Pondok pesantren atau biasa disebut ponpes merupakan sebuah lembaga pendidikan berbasis agama tempat belajar untuk para santri. Lembaga ini tergolong dalam lembaga pendidikan non-formal. Santri atau murid yang menimba ilmu di pondok terdiri dari berbagai golongan usia dan mempelajari berbagai topik tentang keagamaan. Di tahun 2020 sendiri, jumlah lembaga pesantren sudah mencapai angka lebih dari 28 ribu dengan jumlah santri kurang lebih 5 juta jiwa.

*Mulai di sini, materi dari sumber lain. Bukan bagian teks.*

PR #643, opened 2025-10-11
improve inventory ui

Henry-Santa:


Henry-Santa:
image
New inventory has icons

uukelele:
I would reccommend using [mineflayer-web-inventory](https://github.com/ImHarvol/mineflayer-web-inventory) instead.

Henry-Santa:
> I would reccommend using [mineflayer-web-inventory](https://github.com/ImHarvol/mineflayer-web-inventory) instead.

I have contributed on that project and I think it's gonna feel a bit bloated to add svelte to this. Maybe it should be another branch?  I sort of thought the icons would be a good middle ground that don't change the feel of the ui too much for existing users. Lmk what you think.

uukelele:
I think if it's a better change then existing users probably won't care (there aren't even many anyway)

Also I've used the library before and it was easy to use so I don't think it's gonna be that bloated.

MaxRobinsonTheGreat:
Nice! I prefer @Henry-Santa solution over using the web inventory, which looks like it starts its own web server. can you fix the minor conflict? not even sure why its causing a conflict..

MaxRobinsonTheGreat:
actually im gonna merge into a test branch, thanks

PR #644, opened 2025-10-12
Update models in the README.md

uukelele:


MaxRobinsonTheGreat:
closing, im actually gonna change the readme so it doesn't show example models that we have to keep up to date

Issue #481, opened 2025-03-15
免费的AI模型及api地址


chengwy2014:
哔哩哔哩可以看到一个视频介绍：
https://www.bilibili.com/video/BV1og6XY7E5Y/
看简介，有免费地AI

免费ChatGPT的API_KEY的项目地址：
https://github.com/popjane/free_chatgpt_api
用了上面这个API_KEY后andy.json文件要这样改：
{
"name": "andy",
"model": {
"api": "openai",
"url": "https://free.v36.cm/v1/",
"model": "gpt-4o-mini"
}
}

uukelele:
Translation (by AI):

> You can watch an introduction video on Bilibili:
https://www.bilibili.com/video/BV1og6XY7E5Y/
The description mentions free AI resources.

> Free ChatGPT API_KEY project address:
https://github.com/popjane/free_chatgpt_api
After using the above API_KEY, the andy.json file should be modified like this:
```json
{
  "name": "andy",
  "model": {
    "api": "openai",
    "url": "https://free.v36.cm/v1/",
    "model": "gpt-4o-mini"
  }
}
```

uukelele-scratch:
You also need to set "OPENAI_API_KEY" to a key that they will give you when you connect your GitHub account via https://free.v36.cm/github

chengwy2014:
谢谢
Thanks

uukelele:
Consider perhaps showing this in the README as a free API option?

PR #646, opened 2025-10-12
Fix custom OpenAI endpoints

uukelele:
Certain custom "OpenAI-compatible" endpoints don't have the /v1/responses endpoint, so this adds a check before using it.

E.g. #481


riqvip (approved):

Sweaterdog (approved):
Will help a ton, like with the Andy API pr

Sejarah Didirikannya Ponpes Cipasung
Salah satu gudang pesantren yang ada di negeri ini terletak di wilayah Tasikmalaya, Jawa Barat. Salah satu ponpes yang terkenal ialah ponpes Cipasung. Lembaga ini telah ada sejak tahun 1931, didirikan oleh sesosok ulama bernama K.H. Ruhiat. Tak hanya menerima santri kalong atau santri dari penduduk sekitar, ponpes Cipasung juga menerima santri dari wilayah lain. Seiring berjalannya waktu, pesantren tak hanya menyediakan pendidikan non-formal tetapi juga pendidikan formal dimulai dari TK, MI, MTs, MA, bahkan hingga taraf universitas. STIE Cipasung sebagai lembaga pendidikan tinggi telah didirikan sejak tahun 1999 dan kini berubah menjadi Universitas Cipasung.
Selain mendapat pendidikan formal dan pendidikan mengenai agama, santri di pondok pesantren ini pun dituntut untuk mengikuti beberapa kursus seperti pidato, dakwah, dan juga bermusyawarah. Hal ini tentunya akan meningkatkan kemampuan public speaking para santri dan dapat digunakan untuk menyiarkan kebaikan.
Keunggulan Menjadi Seorang Santri
Menjadi santri tidak berarti hanya berdiam diri dan hanya mempelajari tentang agama Islam saja. Di era modern ini, santri dituntut untuk dapat mengikuti perkembangan tetapi tetap menjunjung nilai agama. Selain mengecap bangku pendidikan formal dan juga belajar tentang agama, santri pun harus mengembangkan soft-skill lain yang akan berperan penting di dunia kerja. Bahkan di beberapa pondok pesantren, ada kebijakan untuk santri tidak boleh berkomunikasi dengan menggunakan Bahasa Indonesia dan diperbolehkan menggunakan Bahasa Inggris dan Bahasa Arab saja.
Selain dari pelajaran dan bahasa, orang yang menjadi santri maka otomatis akan menjadi lebih disiplin. Hal ini dikarenakan kegiatan di pondok pesantren sudah terjadwal rapi dan wajib diikuti oleh seluruh santri. Murid dituntut untuk cepat dan teliti dalam mengerjakan sesuatu dan mengikuti kegiatan. Karena ada kebijakan hukuman dari pondok apabila seorang santri tidak disiplin dalam menjalani kegiatan. Dari sini santri akan mempelajari apa itu tanggungjawab dan bagaimana menjalaninya tanpa mengeluh.
Kemudian, kondisi yang jauh dari orang tua dan tanpa sanak saudara menjadikan santri akan lebih mandiri. Kegiatan individu seperti mencuci pakaian dan membereskan kamar pun harus dilakukan sendiri tanpa bantuan dari orang rumah. Kemandirian ini diharapkan dapat menjadi contoh pada saat santri berada di luar lingkungan pondok.
Hal selanjutnya ialah tenggang rasa dan juga rasa kebersamaan. Hidup berdampingan dengan banyak santri lain dari berbagai macam kalangan dan kepribadian yang berbeda tentunya membuat para santri memiliki rasa kebersamaan yang tinggi. Poin terakhir ialah tata krama yang ada pada santri. Di ponpes, santri tidak bisa sembarangan melakukan apa saja yang dia mau. Interaksi dengan lawan jenis dan juga dengan yang lebih tua diatur sedemikian rupa sehingga sikap santri diharapkan menjadi lebih sopan dan sesuai unggah-ungguh.
Selain tata-krama, pakaian pun harus disesuaikan seperti yang telah diatur. Santri harus memakai pakaian yang menutup aurat, seperti pemakaian jilbab untuk perempuan. Santri laki-laki pun terkadang menggunakan peci songket terutama pada saat beribadah. Pengrajin peci kopiah songkok yang tersebar di daerah Tasikmalaya menghasilkan peci yang bagus dan berkualitas untuk digunakan santri maupun penduduk lokal.